▶ **Recorded information**:
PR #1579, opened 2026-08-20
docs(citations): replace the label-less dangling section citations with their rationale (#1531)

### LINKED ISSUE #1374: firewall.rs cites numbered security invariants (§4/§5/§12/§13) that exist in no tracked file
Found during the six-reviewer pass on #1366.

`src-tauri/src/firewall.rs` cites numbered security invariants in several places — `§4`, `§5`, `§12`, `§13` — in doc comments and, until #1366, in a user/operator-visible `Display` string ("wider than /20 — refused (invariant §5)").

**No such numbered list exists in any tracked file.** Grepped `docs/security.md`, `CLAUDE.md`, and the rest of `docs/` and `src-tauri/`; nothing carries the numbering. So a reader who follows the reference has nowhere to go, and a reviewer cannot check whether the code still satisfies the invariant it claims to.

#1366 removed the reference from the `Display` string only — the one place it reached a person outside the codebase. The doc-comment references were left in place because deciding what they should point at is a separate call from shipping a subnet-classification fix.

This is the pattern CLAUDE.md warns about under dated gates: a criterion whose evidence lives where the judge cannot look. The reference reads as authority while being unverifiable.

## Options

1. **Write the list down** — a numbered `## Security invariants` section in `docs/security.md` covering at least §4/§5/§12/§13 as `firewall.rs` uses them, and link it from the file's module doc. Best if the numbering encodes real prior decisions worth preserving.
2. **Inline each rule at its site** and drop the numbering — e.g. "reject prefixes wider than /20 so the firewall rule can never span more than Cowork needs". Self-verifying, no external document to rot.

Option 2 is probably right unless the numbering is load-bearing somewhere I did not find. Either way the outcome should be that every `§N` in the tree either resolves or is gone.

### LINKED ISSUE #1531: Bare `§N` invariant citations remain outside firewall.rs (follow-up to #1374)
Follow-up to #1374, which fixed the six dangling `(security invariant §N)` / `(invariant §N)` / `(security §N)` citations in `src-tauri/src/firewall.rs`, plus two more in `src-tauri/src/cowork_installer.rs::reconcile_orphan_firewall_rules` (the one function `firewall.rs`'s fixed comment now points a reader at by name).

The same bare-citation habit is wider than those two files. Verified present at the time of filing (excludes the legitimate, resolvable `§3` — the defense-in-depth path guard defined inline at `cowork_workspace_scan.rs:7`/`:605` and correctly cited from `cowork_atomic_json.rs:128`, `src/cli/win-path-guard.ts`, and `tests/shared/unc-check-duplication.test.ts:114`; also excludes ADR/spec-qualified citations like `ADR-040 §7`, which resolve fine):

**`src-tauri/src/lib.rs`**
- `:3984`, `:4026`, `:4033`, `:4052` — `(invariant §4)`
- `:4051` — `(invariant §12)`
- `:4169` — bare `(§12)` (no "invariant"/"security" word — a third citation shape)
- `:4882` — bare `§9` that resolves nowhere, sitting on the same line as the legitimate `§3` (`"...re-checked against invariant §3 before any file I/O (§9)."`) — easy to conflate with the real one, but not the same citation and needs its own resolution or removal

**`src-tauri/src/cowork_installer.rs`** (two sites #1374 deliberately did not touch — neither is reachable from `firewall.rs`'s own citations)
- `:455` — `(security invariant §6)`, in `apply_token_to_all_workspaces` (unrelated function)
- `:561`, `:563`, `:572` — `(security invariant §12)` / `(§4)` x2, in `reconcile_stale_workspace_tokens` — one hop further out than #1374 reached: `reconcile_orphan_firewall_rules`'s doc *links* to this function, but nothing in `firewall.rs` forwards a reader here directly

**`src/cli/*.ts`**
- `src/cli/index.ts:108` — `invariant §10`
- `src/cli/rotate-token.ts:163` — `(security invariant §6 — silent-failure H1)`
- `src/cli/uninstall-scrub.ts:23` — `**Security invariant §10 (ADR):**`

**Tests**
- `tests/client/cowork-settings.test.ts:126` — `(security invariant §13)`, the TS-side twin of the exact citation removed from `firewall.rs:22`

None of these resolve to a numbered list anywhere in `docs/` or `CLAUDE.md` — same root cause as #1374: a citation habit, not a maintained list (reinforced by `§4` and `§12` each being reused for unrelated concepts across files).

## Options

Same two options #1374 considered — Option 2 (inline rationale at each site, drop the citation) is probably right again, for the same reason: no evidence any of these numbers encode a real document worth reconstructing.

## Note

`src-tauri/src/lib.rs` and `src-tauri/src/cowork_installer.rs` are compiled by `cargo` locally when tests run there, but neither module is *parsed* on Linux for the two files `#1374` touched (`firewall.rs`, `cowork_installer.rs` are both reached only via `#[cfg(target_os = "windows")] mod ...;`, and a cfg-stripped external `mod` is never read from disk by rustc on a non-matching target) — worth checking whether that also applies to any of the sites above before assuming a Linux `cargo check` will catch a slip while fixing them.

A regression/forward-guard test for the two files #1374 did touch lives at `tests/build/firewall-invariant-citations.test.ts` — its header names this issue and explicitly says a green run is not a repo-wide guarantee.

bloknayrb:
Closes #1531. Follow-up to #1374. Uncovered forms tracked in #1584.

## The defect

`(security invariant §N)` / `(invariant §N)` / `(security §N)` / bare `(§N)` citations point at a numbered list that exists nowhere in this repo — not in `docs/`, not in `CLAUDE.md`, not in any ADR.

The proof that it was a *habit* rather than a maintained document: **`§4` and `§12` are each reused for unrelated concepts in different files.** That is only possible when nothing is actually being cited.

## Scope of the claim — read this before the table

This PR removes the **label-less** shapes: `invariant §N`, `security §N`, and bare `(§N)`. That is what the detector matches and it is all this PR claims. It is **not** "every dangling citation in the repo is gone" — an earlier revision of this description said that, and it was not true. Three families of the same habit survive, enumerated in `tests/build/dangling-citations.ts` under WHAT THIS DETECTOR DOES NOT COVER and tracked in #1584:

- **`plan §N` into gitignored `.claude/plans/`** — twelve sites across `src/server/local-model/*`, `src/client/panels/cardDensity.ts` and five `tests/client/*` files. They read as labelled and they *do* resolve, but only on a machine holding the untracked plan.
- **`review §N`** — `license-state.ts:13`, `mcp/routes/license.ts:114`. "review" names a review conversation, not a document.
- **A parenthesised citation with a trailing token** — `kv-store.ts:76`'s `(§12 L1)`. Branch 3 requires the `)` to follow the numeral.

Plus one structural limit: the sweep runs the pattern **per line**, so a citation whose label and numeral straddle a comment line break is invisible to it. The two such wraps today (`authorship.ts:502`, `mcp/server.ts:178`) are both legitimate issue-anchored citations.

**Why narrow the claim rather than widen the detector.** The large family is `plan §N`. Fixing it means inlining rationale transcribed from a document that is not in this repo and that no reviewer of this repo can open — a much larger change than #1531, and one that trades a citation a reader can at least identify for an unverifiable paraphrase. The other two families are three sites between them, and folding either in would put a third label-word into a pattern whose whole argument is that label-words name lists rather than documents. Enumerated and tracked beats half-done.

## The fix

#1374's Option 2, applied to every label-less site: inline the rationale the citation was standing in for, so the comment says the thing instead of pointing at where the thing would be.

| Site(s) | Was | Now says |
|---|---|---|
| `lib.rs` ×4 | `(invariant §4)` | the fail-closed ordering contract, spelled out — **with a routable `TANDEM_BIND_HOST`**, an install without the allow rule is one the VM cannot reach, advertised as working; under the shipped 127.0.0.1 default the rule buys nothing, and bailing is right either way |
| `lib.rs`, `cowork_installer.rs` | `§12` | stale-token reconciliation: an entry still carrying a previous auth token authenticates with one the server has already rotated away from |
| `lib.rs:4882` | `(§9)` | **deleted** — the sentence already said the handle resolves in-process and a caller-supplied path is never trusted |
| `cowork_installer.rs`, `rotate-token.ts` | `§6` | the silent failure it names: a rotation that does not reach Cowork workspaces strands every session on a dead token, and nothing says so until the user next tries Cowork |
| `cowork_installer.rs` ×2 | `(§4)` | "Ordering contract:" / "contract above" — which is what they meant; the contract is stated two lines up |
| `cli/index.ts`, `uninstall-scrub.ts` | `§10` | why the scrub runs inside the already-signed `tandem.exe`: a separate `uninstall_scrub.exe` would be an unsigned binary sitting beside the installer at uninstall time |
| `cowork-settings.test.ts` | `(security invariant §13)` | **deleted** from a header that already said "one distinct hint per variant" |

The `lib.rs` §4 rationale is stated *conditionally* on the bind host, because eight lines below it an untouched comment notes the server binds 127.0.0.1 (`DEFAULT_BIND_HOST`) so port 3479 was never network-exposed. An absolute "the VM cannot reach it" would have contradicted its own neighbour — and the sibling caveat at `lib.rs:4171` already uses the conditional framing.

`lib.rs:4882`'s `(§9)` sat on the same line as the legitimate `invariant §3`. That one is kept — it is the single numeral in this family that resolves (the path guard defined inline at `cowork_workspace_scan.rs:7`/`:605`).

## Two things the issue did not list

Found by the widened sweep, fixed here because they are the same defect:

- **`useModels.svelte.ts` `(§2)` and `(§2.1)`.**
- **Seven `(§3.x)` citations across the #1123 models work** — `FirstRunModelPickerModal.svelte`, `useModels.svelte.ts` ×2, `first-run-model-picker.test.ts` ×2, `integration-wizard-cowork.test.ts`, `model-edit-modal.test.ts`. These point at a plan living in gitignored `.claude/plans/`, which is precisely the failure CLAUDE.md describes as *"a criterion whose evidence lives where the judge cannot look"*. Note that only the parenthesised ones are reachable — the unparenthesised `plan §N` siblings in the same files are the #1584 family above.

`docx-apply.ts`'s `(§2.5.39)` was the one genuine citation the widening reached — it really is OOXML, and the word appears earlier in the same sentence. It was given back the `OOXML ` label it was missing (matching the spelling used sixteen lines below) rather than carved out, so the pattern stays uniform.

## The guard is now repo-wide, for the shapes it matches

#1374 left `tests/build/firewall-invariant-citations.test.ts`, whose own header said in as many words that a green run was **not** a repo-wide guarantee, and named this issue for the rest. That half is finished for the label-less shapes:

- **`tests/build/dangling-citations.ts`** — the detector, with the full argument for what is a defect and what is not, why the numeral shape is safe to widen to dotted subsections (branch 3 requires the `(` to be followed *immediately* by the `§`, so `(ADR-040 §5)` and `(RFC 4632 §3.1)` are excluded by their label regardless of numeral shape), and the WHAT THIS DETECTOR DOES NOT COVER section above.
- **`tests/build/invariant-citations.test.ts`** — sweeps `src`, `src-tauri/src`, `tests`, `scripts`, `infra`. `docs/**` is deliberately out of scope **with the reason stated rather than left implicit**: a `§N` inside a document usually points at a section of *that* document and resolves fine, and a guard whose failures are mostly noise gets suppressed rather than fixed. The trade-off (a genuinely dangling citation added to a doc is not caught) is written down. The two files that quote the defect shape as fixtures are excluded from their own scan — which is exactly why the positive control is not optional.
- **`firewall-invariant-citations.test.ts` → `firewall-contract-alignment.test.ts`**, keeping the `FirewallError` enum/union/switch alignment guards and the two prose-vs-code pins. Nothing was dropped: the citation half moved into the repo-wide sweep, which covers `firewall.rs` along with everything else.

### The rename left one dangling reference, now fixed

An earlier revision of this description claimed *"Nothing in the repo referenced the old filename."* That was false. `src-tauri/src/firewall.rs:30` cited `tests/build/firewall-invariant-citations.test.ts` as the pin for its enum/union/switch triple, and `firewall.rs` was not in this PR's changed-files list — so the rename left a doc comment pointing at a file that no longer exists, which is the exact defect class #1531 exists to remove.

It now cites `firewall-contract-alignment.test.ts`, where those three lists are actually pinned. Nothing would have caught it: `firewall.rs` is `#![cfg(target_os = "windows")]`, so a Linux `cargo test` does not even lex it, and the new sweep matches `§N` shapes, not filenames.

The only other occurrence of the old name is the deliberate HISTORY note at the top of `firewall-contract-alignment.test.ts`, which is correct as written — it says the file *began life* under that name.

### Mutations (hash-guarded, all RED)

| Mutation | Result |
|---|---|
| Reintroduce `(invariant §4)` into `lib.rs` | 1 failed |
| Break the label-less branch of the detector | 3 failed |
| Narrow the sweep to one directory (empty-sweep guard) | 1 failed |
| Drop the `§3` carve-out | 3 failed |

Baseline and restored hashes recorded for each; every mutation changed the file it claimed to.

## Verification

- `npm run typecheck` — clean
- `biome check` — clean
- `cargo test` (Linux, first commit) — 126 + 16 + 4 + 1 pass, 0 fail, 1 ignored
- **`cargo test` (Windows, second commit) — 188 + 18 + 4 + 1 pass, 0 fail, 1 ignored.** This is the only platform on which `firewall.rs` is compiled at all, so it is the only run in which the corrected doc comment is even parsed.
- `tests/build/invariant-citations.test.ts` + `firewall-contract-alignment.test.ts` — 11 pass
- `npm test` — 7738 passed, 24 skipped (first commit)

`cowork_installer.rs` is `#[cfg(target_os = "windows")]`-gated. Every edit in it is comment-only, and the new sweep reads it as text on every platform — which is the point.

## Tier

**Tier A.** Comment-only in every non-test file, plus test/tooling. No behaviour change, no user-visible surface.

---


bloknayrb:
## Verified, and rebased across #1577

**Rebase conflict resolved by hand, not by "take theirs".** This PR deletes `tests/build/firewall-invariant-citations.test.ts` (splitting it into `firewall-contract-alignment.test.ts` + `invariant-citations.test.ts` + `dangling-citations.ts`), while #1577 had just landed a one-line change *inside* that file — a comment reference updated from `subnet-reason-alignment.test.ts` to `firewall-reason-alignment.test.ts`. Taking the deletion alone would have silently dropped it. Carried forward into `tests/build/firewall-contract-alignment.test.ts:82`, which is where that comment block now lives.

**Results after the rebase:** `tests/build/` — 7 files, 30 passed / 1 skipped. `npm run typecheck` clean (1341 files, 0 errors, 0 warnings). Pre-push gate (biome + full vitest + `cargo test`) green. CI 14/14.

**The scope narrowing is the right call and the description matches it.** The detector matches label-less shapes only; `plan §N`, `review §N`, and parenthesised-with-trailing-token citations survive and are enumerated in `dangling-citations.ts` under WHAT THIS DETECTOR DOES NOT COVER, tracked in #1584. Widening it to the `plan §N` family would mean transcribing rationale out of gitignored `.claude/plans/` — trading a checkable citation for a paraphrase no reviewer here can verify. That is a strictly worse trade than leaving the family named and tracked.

▶ **Problem**: Copy only the entries from the first line to the line with "Found during the six-reviewer pass on #1366.", each exactly as it appears.

▶ **Solution for this task**:
PR #1579, opened 2026-08-20
docs(citations): replace the label-less dangling section citations with their rationale (#1531)

### LINKED ISSUE #1374: firewall.rs cites numbered security invariants (§4/§5/§12/§13) that exist in no tracked file
Found during the six-reviewer pass on #1366.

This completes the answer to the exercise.